Everything from the first line below through the line with "When a user" is to be transcribed exactly, and nothing past it.

╭─ Extracted information

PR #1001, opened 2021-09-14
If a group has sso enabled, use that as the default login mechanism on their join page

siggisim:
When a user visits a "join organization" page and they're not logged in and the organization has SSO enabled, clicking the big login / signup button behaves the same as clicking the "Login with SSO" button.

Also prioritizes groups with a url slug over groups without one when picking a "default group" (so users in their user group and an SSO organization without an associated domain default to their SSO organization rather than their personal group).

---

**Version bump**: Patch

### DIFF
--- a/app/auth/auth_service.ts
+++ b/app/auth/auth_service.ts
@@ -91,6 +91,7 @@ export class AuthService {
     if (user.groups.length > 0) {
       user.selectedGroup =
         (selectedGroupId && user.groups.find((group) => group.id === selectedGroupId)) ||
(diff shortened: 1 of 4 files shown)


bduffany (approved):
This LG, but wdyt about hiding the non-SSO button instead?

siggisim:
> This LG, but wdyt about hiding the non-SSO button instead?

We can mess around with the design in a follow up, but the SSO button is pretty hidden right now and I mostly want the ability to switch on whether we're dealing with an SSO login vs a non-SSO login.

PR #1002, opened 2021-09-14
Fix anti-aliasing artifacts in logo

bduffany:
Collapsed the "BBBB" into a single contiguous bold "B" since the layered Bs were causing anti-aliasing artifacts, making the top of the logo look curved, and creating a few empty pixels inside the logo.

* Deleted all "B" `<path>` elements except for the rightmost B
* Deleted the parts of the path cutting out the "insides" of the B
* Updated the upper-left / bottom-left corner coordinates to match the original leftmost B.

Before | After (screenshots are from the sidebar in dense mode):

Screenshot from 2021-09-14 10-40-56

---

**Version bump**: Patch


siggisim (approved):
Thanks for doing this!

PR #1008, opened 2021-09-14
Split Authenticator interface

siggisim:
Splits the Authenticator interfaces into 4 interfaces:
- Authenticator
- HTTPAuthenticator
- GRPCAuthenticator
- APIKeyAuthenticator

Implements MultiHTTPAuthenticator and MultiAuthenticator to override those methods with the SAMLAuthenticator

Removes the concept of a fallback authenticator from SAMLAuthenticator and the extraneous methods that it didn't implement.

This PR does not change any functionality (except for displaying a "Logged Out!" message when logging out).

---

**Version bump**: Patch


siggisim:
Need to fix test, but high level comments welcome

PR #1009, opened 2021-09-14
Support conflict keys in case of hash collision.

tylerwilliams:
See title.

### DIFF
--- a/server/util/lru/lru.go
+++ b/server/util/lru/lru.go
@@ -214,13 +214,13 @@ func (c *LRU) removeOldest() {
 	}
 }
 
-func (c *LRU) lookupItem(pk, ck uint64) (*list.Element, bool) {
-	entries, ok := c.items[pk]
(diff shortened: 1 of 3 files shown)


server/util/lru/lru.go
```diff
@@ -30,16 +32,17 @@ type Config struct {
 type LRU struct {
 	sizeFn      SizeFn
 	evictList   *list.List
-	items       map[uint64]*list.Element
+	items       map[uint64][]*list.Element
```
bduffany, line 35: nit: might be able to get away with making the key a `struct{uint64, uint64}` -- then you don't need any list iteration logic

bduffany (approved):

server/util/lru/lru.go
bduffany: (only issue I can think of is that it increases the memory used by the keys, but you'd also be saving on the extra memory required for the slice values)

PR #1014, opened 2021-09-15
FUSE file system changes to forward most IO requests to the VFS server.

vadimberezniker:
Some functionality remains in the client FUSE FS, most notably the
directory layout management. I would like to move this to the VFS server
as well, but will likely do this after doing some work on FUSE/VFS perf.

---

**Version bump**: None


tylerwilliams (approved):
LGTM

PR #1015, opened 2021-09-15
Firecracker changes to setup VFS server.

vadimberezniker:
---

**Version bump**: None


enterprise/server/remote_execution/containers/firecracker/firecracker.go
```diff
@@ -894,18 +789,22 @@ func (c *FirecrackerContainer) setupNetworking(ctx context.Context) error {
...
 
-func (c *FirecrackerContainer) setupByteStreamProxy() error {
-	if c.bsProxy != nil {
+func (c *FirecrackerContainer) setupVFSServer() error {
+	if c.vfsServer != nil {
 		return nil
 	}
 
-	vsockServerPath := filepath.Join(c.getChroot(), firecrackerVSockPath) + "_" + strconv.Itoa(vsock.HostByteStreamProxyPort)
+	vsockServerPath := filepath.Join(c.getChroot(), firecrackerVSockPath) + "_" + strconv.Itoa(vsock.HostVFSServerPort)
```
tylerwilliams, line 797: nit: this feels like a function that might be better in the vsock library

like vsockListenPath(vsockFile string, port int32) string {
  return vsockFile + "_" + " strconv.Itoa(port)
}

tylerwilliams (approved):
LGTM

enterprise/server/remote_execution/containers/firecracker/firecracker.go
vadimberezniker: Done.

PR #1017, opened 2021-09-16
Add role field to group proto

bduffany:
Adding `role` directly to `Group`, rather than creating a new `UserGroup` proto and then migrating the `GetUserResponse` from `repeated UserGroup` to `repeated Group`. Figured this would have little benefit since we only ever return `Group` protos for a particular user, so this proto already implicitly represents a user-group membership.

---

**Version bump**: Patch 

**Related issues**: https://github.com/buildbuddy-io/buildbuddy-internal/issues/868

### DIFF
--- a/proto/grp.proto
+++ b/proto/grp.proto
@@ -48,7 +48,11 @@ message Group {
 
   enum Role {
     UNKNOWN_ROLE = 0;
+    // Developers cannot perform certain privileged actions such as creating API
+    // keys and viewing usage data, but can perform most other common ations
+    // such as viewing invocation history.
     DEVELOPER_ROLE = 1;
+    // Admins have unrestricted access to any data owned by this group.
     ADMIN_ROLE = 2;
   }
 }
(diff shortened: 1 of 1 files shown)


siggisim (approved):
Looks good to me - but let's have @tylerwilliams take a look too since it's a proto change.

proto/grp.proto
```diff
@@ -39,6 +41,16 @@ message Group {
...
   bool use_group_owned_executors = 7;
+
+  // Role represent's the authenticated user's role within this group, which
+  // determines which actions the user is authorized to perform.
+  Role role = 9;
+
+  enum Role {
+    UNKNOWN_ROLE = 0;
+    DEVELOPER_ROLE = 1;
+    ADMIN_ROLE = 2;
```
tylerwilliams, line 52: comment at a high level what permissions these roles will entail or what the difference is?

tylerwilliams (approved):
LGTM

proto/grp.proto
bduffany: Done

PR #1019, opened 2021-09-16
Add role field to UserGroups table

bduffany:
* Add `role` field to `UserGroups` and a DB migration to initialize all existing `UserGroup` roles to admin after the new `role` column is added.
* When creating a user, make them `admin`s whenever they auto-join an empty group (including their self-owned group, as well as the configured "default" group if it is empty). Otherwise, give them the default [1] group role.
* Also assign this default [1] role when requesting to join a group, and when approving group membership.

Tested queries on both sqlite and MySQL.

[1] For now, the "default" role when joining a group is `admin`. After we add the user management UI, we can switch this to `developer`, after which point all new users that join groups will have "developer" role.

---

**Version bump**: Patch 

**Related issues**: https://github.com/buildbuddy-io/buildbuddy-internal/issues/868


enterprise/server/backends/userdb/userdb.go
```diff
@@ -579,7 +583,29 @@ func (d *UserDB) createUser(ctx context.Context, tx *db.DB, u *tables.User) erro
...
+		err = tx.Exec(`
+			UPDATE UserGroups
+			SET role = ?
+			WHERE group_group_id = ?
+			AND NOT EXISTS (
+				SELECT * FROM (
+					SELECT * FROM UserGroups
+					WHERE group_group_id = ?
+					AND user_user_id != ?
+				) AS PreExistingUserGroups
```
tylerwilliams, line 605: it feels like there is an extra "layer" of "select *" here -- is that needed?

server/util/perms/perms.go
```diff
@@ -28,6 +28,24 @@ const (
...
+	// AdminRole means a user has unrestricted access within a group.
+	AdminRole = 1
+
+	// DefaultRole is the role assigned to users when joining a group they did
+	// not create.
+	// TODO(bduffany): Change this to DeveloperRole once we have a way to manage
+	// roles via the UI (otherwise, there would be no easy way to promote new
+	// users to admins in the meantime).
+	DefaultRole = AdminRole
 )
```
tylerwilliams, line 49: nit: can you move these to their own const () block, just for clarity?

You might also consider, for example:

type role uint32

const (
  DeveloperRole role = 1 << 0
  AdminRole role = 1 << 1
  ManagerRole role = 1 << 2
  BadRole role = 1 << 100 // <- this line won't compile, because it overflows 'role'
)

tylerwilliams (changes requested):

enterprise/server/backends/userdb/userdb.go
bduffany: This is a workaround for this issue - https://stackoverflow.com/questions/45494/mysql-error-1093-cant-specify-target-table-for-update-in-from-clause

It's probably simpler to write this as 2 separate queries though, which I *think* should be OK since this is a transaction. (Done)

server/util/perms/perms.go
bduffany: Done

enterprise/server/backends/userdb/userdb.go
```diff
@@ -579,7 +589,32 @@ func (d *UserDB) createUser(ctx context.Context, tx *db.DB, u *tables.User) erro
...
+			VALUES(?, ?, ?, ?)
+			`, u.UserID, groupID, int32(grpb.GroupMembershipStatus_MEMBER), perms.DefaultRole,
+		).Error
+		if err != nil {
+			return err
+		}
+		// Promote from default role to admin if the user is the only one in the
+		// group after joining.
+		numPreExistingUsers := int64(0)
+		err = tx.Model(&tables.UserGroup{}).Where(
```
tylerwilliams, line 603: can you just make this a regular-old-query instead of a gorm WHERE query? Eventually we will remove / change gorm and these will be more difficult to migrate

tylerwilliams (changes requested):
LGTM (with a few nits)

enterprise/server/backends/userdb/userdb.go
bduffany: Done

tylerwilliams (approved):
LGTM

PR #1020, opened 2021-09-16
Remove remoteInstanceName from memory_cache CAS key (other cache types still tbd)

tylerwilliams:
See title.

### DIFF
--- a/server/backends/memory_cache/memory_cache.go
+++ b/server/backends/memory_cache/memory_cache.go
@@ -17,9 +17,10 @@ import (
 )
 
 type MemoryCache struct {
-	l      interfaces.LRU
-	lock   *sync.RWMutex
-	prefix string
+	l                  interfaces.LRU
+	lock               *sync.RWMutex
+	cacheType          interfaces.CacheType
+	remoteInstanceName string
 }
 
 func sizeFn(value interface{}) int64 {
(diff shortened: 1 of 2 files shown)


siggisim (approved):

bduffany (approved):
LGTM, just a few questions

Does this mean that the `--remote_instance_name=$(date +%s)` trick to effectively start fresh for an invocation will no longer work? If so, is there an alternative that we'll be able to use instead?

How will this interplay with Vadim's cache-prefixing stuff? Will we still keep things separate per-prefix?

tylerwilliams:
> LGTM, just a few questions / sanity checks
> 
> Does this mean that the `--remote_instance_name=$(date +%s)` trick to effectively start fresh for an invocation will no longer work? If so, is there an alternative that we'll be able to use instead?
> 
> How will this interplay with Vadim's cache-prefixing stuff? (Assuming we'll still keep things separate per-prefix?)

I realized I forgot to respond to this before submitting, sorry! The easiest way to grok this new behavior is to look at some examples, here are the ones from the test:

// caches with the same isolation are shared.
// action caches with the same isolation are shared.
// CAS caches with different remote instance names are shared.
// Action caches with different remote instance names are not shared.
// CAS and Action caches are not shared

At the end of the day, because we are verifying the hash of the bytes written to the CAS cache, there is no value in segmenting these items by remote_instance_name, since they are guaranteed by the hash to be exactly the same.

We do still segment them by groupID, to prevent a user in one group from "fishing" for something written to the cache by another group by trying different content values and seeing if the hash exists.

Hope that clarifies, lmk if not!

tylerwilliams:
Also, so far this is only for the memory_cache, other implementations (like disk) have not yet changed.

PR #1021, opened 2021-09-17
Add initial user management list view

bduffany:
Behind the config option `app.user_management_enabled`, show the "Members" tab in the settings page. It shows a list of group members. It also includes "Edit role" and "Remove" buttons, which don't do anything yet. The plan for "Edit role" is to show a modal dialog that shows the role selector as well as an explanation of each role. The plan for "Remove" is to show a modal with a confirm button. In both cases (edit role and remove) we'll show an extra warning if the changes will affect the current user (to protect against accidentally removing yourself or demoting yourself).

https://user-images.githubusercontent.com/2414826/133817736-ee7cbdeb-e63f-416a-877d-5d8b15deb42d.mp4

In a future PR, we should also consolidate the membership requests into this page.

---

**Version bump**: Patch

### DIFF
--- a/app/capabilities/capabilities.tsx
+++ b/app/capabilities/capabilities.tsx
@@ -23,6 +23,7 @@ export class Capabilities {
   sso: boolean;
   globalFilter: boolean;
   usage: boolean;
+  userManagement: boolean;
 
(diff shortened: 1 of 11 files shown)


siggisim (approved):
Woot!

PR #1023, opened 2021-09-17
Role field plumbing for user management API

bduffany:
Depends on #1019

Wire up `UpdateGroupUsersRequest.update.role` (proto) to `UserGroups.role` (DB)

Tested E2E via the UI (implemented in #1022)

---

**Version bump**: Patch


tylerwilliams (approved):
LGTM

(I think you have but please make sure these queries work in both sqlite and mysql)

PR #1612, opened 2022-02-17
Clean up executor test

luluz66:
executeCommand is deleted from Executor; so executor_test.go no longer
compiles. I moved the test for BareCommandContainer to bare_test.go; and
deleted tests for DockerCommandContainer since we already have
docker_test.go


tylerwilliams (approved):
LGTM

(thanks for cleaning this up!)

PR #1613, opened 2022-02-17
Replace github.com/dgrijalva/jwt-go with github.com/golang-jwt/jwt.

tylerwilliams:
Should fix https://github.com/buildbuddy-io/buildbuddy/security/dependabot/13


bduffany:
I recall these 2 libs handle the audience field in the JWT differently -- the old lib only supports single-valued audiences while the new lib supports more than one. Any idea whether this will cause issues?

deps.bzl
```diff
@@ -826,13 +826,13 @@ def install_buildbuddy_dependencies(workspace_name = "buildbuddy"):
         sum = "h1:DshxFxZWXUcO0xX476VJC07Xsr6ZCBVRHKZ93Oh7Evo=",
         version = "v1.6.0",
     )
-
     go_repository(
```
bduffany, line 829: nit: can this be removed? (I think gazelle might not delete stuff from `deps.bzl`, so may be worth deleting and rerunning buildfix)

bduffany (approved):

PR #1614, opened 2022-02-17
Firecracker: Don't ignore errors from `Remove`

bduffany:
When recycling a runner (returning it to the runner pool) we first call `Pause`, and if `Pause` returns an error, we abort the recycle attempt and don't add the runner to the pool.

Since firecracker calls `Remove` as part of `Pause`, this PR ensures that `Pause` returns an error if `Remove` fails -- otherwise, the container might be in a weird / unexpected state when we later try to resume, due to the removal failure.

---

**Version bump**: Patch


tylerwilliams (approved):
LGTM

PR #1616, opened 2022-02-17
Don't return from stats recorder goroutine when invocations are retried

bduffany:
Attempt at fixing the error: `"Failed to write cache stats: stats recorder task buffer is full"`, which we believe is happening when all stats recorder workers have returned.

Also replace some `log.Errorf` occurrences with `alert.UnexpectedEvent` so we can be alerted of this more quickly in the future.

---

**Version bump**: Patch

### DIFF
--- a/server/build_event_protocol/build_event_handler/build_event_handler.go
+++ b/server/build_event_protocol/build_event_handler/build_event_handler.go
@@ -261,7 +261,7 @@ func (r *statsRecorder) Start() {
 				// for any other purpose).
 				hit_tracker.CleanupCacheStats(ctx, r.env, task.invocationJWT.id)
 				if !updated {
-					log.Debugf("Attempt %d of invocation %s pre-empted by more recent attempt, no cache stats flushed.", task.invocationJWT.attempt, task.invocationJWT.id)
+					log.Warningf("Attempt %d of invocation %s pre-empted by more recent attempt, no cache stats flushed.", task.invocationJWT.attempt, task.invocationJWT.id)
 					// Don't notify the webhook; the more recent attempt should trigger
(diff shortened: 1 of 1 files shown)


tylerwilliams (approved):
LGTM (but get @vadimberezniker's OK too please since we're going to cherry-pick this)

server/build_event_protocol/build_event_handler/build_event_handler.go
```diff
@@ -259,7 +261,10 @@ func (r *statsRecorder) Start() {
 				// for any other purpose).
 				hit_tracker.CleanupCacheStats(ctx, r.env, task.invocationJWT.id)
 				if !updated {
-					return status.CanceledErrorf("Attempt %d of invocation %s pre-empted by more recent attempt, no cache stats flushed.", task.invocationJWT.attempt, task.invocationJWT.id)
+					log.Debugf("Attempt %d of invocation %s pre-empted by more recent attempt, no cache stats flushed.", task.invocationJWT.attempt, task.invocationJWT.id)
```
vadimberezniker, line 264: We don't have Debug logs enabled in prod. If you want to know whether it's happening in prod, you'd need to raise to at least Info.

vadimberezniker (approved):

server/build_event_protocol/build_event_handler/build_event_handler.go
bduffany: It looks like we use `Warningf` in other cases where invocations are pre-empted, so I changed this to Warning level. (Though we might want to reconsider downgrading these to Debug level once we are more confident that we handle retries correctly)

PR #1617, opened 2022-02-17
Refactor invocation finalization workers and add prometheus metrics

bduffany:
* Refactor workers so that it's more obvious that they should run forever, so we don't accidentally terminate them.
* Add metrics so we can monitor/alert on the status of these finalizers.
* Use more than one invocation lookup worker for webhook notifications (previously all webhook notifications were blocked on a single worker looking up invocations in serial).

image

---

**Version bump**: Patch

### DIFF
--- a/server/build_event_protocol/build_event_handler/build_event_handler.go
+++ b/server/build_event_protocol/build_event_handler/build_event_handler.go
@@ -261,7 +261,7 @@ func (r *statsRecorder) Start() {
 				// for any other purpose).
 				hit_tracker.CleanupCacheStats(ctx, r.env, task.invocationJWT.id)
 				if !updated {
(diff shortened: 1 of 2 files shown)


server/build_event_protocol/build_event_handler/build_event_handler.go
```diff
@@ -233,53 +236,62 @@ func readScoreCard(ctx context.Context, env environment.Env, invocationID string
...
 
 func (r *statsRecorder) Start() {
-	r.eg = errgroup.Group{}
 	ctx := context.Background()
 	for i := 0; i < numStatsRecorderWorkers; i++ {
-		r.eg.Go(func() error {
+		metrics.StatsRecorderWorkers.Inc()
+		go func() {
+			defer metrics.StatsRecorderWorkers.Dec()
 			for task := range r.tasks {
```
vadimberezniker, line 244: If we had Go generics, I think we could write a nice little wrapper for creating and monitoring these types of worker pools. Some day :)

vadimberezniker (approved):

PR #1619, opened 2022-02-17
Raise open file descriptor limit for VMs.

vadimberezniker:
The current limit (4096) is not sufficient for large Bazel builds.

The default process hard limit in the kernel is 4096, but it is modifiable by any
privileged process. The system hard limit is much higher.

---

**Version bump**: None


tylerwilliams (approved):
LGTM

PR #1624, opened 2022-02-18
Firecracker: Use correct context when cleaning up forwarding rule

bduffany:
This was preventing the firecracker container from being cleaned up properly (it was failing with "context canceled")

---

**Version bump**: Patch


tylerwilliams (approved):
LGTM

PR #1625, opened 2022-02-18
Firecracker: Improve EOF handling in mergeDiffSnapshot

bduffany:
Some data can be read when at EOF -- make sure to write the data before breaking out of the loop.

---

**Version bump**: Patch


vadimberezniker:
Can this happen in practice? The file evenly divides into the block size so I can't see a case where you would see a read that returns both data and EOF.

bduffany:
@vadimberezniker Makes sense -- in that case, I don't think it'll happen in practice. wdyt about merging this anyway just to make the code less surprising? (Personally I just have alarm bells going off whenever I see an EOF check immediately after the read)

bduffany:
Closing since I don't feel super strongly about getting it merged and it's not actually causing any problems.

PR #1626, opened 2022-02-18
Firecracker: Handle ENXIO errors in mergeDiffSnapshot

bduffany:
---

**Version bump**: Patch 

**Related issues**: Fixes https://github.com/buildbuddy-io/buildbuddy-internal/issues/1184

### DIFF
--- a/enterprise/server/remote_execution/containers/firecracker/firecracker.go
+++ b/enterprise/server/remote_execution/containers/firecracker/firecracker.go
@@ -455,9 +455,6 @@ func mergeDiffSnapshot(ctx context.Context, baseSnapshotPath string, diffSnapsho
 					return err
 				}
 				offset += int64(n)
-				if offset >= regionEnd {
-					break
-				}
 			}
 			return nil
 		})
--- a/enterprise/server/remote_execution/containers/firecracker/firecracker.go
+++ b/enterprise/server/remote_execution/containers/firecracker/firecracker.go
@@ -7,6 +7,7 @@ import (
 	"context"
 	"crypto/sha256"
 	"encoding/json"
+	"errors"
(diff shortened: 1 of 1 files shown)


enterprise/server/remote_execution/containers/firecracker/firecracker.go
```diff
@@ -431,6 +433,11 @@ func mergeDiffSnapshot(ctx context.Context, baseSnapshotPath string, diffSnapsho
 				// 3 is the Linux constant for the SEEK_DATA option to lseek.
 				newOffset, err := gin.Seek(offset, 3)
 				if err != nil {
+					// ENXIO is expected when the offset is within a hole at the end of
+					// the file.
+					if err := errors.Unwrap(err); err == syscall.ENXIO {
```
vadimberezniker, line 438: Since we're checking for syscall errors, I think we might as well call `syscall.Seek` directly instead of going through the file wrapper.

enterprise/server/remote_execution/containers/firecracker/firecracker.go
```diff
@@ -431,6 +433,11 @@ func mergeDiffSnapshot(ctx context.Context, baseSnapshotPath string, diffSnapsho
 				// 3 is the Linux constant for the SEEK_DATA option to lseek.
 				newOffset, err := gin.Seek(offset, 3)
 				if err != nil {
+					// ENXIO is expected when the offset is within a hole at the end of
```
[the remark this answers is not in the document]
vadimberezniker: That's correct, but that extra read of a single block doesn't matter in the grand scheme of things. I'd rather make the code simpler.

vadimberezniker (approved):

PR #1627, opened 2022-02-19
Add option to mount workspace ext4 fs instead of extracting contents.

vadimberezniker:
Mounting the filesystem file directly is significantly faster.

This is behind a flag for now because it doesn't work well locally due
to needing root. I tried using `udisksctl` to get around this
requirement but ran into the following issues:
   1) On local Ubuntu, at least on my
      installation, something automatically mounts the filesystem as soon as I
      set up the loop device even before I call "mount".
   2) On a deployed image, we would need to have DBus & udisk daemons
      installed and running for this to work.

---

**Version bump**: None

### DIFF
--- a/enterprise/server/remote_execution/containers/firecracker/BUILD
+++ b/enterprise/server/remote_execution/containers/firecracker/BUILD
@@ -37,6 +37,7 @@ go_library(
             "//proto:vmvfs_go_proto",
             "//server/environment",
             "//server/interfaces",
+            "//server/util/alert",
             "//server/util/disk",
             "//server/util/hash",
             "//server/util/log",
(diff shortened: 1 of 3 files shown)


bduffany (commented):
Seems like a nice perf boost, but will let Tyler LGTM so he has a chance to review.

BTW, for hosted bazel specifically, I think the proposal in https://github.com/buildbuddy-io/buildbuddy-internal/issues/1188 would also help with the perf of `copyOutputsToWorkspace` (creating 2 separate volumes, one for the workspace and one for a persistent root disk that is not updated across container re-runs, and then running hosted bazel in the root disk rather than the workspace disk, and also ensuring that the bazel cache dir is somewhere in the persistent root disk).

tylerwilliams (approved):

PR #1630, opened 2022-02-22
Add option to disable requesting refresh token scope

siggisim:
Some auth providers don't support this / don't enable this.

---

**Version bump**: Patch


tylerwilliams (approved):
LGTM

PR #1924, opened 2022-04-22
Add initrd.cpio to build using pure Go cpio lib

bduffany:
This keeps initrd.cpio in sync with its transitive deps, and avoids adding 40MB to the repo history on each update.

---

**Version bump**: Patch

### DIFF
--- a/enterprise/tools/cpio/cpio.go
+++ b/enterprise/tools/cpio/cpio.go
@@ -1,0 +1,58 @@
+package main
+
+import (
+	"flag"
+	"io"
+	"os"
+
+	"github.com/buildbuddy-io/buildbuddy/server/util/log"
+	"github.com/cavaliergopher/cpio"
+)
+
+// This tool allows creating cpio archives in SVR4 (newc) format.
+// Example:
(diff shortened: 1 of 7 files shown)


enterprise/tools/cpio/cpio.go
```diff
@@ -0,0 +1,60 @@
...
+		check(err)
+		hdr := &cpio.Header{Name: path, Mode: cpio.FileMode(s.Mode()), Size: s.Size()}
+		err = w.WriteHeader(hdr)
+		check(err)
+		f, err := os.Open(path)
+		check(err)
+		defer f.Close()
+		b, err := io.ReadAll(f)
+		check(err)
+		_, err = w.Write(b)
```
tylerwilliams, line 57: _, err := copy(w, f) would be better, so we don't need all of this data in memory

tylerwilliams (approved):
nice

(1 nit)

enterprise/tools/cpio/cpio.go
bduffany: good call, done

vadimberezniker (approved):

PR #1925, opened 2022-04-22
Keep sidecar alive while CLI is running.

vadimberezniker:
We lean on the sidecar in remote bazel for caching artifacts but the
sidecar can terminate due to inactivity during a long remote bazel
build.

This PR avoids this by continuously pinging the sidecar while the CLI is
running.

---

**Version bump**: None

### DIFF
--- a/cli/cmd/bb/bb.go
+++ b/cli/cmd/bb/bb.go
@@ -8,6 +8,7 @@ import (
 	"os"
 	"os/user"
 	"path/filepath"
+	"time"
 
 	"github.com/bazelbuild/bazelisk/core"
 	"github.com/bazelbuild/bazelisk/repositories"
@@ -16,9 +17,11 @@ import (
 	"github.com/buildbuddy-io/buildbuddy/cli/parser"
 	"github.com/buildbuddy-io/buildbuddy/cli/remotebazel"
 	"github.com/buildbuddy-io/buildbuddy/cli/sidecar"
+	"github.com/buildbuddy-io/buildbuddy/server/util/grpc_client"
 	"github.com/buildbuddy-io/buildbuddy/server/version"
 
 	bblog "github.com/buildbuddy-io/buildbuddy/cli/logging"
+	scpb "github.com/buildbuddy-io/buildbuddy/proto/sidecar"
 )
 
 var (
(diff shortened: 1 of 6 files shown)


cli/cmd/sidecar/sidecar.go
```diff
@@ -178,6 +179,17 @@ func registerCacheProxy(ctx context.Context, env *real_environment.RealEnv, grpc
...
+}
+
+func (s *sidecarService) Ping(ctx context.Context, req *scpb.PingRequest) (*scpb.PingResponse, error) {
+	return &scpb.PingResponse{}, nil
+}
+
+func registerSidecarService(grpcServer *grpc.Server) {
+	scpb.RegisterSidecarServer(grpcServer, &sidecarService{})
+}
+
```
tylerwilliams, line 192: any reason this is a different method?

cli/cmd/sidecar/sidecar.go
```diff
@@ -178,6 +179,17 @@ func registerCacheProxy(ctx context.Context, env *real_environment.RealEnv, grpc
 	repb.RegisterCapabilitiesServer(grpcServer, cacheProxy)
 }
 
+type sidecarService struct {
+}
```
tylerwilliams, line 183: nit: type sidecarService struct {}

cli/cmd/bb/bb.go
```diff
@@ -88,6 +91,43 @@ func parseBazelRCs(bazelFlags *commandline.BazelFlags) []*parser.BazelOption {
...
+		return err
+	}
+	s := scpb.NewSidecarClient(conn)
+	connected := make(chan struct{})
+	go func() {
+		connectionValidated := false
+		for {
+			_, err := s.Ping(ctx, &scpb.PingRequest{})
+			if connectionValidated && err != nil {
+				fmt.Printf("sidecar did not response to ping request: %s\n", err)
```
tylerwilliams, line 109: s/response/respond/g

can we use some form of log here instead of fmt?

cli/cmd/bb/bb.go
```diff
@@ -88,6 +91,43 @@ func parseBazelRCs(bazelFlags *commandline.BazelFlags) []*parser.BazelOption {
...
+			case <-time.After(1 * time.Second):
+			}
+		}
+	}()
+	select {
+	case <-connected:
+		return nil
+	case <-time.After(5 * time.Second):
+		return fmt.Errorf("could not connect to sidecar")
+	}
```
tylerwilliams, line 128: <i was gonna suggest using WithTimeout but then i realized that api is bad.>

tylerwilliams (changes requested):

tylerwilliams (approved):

╰─

Completed task:
PR #1001, opened 2021-09-14
If a group has sso enabled, use that as the default login mechanism on their join page

siggisim:
When a user visits a "join organization" page and they're not logged in and the organization has SSO enabled, clicking the big login / signup button behaves the same as clicking the "Login with SSO" button.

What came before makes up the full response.